Source information ->

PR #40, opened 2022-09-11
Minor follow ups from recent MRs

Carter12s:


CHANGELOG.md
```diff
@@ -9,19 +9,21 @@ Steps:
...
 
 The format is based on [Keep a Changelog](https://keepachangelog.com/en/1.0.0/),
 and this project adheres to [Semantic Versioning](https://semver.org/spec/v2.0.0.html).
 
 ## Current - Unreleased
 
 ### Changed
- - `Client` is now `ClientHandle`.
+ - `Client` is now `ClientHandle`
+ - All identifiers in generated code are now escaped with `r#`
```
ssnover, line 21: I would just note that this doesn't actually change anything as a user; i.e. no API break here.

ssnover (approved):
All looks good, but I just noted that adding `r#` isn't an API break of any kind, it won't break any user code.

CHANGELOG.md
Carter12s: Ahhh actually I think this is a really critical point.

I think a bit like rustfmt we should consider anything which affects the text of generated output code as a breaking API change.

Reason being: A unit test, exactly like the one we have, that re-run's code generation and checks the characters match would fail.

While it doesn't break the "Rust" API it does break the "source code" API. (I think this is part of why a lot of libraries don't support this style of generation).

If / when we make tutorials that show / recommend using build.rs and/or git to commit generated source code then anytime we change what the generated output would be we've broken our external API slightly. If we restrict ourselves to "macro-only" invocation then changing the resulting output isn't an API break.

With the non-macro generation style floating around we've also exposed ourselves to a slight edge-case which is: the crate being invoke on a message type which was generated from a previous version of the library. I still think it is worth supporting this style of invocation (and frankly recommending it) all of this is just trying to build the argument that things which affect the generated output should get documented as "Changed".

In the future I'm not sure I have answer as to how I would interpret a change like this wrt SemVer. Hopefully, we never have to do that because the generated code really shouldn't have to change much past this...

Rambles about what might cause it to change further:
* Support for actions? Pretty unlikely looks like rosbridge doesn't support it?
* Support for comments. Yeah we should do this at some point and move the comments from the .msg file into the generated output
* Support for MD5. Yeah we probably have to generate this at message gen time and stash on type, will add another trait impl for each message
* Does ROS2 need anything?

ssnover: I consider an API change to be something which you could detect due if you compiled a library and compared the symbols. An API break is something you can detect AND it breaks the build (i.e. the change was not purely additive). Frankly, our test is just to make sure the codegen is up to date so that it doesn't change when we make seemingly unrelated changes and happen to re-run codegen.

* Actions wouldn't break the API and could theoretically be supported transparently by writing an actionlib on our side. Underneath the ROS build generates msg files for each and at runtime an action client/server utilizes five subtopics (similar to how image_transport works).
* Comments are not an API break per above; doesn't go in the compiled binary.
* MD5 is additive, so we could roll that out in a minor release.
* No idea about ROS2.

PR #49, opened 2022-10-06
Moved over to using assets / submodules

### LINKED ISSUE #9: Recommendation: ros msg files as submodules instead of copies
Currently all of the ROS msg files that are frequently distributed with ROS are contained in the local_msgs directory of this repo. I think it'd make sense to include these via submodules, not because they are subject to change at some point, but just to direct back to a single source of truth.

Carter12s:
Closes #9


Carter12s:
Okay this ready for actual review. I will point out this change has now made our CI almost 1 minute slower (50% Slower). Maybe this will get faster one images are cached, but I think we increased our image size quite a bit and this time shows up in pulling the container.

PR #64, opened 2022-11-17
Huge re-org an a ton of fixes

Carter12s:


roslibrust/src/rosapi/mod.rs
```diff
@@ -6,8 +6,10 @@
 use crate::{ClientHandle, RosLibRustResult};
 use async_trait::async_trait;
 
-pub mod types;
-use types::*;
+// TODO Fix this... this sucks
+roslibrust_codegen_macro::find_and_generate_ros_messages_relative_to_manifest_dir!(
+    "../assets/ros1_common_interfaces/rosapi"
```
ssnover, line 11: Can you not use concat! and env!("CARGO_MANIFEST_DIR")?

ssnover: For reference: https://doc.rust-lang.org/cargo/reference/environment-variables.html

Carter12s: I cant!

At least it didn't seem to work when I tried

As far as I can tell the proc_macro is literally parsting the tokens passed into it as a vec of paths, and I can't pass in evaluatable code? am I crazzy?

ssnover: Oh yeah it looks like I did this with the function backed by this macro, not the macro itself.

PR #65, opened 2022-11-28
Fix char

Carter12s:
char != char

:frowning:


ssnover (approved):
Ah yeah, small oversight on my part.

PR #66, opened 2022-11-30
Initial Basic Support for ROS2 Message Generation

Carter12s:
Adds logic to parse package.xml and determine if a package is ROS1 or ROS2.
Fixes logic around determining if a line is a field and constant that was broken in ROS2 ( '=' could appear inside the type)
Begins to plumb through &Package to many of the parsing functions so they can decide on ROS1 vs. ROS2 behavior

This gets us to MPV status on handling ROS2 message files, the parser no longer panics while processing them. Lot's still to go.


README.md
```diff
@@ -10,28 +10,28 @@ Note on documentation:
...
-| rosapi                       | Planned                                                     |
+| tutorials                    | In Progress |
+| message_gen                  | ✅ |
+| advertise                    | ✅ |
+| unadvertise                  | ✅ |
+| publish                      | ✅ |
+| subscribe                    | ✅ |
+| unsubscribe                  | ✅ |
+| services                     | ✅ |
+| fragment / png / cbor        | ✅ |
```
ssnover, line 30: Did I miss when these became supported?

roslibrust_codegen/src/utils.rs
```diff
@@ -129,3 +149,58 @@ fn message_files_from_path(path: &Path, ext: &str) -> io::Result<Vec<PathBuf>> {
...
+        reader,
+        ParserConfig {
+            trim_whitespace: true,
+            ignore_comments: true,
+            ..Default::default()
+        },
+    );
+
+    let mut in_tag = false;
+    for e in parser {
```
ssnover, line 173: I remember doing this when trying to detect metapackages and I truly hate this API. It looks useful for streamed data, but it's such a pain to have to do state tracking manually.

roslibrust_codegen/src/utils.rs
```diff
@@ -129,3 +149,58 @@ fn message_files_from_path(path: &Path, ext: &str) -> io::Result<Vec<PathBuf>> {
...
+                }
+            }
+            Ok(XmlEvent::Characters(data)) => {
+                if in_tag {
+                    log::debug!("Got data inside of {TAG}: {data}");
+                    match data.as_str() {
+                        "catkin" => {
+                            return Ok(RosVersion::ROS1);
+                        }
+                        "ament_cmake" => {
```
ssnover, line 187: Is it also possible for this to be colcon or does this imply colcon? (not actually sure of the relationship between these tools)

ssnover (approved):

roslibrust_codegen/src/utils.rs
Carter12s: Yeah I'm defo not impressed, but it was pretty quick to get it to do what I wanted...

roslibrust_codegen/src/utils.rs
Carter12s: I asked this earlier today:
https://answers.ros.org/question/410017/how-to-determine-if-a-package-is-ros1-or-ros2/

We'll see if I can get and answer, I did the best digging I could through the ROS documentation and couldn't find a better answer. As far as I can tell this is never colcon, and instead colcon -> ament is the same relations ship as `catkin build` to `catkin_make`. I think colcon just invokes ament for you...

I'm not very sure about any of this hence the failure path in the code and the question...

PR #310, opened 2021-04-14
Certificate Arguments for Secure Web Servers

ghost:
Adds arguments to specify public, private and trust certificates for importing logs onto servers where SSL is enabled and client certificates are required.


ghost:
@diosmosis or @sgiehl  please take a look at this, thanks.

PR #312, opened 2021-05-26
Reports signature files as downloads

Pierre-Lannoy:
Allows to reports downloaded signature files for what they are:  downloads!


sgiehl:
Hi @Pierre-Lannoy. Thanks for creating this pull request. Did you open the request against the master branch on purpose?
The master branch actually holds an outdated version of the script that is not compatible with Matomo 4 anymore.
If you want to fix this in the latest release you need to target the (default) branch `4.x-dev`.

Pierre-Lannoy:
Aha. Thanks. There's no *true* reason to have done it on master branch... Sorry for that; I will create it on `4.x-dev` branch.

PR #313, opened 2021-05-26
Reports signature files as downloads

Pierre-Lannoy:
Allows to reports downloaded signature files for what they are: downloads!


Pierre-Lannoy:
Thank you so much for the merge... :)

Assignment -> From the line holding "Aha. Thanks. There's" to the last line of the data above, copy every line exactly and include nothing more.

Task answer ->
Aha. Thanks. There's no *true* reason to have done it on master branch... Sorry for that; I will create it on `4.x-dev` branch.

PR #313, opened 2021-05-26
Reports signature files as downloads

Pierre-Lannoy:
Allows to reports downloaded signature files for what they are: downloads!


Pierre-Lannoy:
Thank you so much for the merge... :)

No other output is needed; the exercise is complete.